Hi Karl, Some random notes that I hope might help. (im not a Open CL programmer so maybe someone else can help more)
Each CU 64K vgprs (aka 256KB) and this is shared between 4 sets(at the minimum) of 64 threads so that leaves 256/thread. Another way to look at it is you have 256KB / 4 bytes_per_reg = 64K vgprs. 64K vgprs/ 4 wavefronts = 16K vgprs per wavefront. 16K vgprs/ 64 threads = 256 regs. (also 256 vgprs/thread is the hardware the limit)
With that said, I am note sure how "two uint16" fit in vgprs because that would be 1024 regs( 2X512). Also vgprs cannot always be accessed via index so maybe this array is in shared memory. (32KB max)
Performance note: using 92 vgprs will probably not result in good performance. This will only fit 10 wavefronts/CU so it will not be able to hide latencies very well. Its best to have 16-32 wavefronts in most situations. Using anything over 128 vgprs will always hurt performance.

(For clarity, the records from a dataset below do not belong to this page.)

PR #19494, opened 2022-02-03
Skip exporting channels for deleted teams

gabrieljackson:
This corrects a bug where exports that contained deleted teams
could fail to import. Channels must be skipped that belong to these
deleted teams in order to produce a valid import bundle.

Fixes https://mattermost.atlassian.net/browse/MM-41564

```release-note
Export deleted teams to allow for valid imports
```

### DIFF
--- a/app/export.go
+++ b/app/export.go
@@ -83,17 +83,18 @@ func (a *App) BulkExport(writer io.Writer, outPath string, opts BulkExportOpts) 
 	}
 
 	mlog.Info("Bulk export: exporting teams")
-	if err := a.exportAllTeams(writer); err != nil {
+	teamNames, err := a.exportAllTeams(writer)
+	if err != nil {
 		return err
 	}
 
 	mlog.Info("Bulk export: exporting channels")
-	if err := a.exportAllChannels(writer); err != nil {
+	if err = a.exportAllChannels(writer, teamNames); err != nil {
 		return err
 	}
 
 	mlog.Info("Bulk export: exporting users")
-	if err := a.exportAllUsers(writer); err != nil {
+	if err = a.exportAllUsers(writer); err != nil {
 		return err
 	}
 
@@ -165,12 +166,13 @@ func (a *App) exportVersion(writer io.Writer) *model.AppError {
 	return a.exportWriteLine(writer, versionLine)
 }
 
-func (a *App) exportAllTeams(writer io.Writer) *model.AppError {
+func (a *App) exportAllTeams(writer io.Writer) (map[string]bool, *model.AppError) {
 	afterId := strings.Repeat("0", 26)
+	teamNames := make(map[string]bool)
 	for {
 		teams, err := a.Srv().Store.Team().GetAllForExportAfter(1000, afterId)
 		if err != nil {
-			return model.NewAppError("exportAllTeams", "app.team.get_all.app_error", nil, err.Error(), http.StatusInternalServerError)
+			return nil, model.NewAppError("exportAllTeams", "app.team.get_all.app_error", nil, err.Error(), http.StatusInternalServerError)
 		}
 
 		if len(teams) == 0 {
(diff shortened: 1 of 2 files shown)


agnivade:
> These team resources are needed as there are dependent resources
such as channels that are still included in the export.

Can you show us where is it? From what I am seeing, we are also ignoring soft-deleted channels:

```go
// Skip deleted.
if channel.DeleteAt != 0 {
	continue
}
```

And in a lot of other places we are doing this. Ignoring `DeleteAt` only for teams will make things inconsistent. If there are other resources from the deleted team still included in the export, we should rather not include them as well instead of including the team.

gabrieljackson:
@agnivade thanks for your thoughts. I actually realized that my initial change would introduce a new issue anyway.

I have modified the PR to use a new in-memory team validation when exporting channels. It's hard for me to know for sure that there are no new edge case issues with this, but my testing looked positive. Let me know what you think.

app/export.go
```diff
@@ -83,17 +83,18 @@ func (a *App) BulkExport(writer io.Writer, outPath string, opts BulkExportOpts)
...
 	mlog.Info("Bulk export: exporting teams")
-	if err := a.exportAllTeams(writer); err != nil {
+	teamNames, err := a.exportAllTeams(writer)
+	if err != nil {
 		return err
 	}
 
 	mlog.Info("Bulk export: exporting channels")
-	if err := a.exportAllChannels(writer); err != nil {
+	if err = a.exportAllChannels(writer, teamNames); err != nil {
```
agnivade, line 92: It's good to not shadow the error again. So we can bring back the `:=` unless you specifically didn't want to?

app/export.go
```diff
@@ -83,17 +83,18 @@ func (a *App) BulkExport(writer io.Writer, outPath string, opts BulkExportOpts)
...
 		return err
 	}
 
 	mlog.Info("Bulk export: exporting users")
-	if err := a.exportAllUsers(writer); err != nil {
+	if err = a.exportAllUsers(writer); err != nil {
```
agnivade, line 97: same here

app/export_test.go
```diff
@@ -703,3 +703,40 @@ func TestBuildPostReplies(t *testing.T) {
...
+	defer th2.TearDown()
+	err, i := th2.App.BulkImport(th2.Context, &b, nil, false, 5)
+	assert.Nil(t, err)
+	assert.Equal(t, 0, i)
+
+	teams1, err := th1.App.GetAllTeams()
+	assert.Nil(t, err)
+	teams2, err := th2.App.GetAllTeams()
+	assert.Nil(t, err)
+	assert.Equal(t, len(teams1), len(teams2))
```
agnivade, line 733: Maybe just do a quick spot check to see that `team1.Id` is not there in the response?

agnivade (approved):
Looks great! Left some non-blocking comments.

app/export.go
gabrieljackson: Without this change CI/CD was complaining. Isn't this change good so we are not shadowing the error?

agnivade: The fix is to rename `err` to `err2` so as to not shadow.

app/export.go
```diff
@@ -215,6 +218,10 @@ func (a *App) exportAllChannels(writer io.Writer) *model.AppError {
 			if channel.DeleteAt != 0 {
 				continue
 			}
+			// Skip channels on deleted teams.
+			if ok := teamNames[channel.TeamName]; !ok {
```
streamer45, line 222: Is this going to work properly with DMs/GMs (as they are teamless)?

gabrieljackson: Hmm, DMs are fine as those are handled separately. I am checking into GMs though as I am not sure how those are handled.

gabrieljackson: Yep, I confirmed that group channels are also handled separately @streamer45

streamer45 (approved):
Looks good :+1:

app/export.go
gabrieljackson: Ah I see what you are proposing. I will keep this method for now as it is already used later on line 114:

```
	if err = a.exportAllDirectChannels(writer); err != nil {
```

PR #19498, opened 2022-02-04
MM-41085: Use a counting semaphore in sendNotifications

agnivade:
We throttle the concurrency limit in maintaining thread membership
for a given thread using a counting semaphore. The limit is currently
8 which is a decent number to start with.

On some more thinking, it would be even better if the sql query
could be modified to support batch updates.

https://mattermost.atlassian.net/browse/MM-41085

```release-note
NONE
```

### DIFF
--- a/app/notification.go
+++ b/app/notification.go
@@ -219,11 +219,22 @@ func (a *App) SendNotifications(post *model.Post, team *model.Team, channel *mod
 		for id := range mentions.Mentions {
 			threadParticipants[id] = true
 		}
+
+		// sema is a counting semaphore to throttle the number of concurrent DB requests.
+		// A concurrency of 8 should be sufficient.
+		// We don't want to set a higher limit which can bring down the DB.
+		sema := make(chan struct{}, 8)
 		// for each mention, make sure to update thread autofollow (if enabled) and update increment mention count
 		for id := range threadParticipants {
 			mac := make(chan *model.AppError, 1)
+			// Get token.
+			sema <- struct{}{}
 			go func(userID string) {
-				defer close(mac)
+				defer func() {
+					close(mac)
+					// Release token.
+					<-sema
+				}()
 				mentionType, incrementMentions := mentions.Mentions[userID]
 				// if the user was not explicitly mentioned, check if they explicitly unfollowed the thread
 				if !incrementMentions {


agnivade:
This is a bit hard to write a unit test for, since we have to verify the number of goroutines currently in-flight and that's a hazy number. But I have tested manually by adding sleep and verified that it works. Please let me know if there's a way to write a test, and I can do that :)

koox00 (approved):
awesome 💯 ! (didn't know about semaphore)

koox00:
Don't know how we can unit test it, but we could test the results in an api test

agnivade:
> Don't know how we can unit test it, but we could test the results in an api test

I mean that would verify the correctness (which is not part of this PR), but wouldn't test the semaphore concurrency. There lies the challenge.

jwilander (approved):
LGTM

ashishbhate (approved):
LGTM. 

Do we know if this change leads to an increase in API response times, especially for a mention-heavy posts?

agnivade:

If your code has lots of main memory access or is a large kernel. Its best to keep it 64 or less if possible.
thank you for your answer. i use now __global mem (as i need 128KB per Thread) and try to hide latency via parallel execution of wavefronts (don't know if i got the terminology right). Anyhow the opencl compiler does pretty much what he wants, is not predictable and uses way to many vgprs... but i guess i will find my way somehow.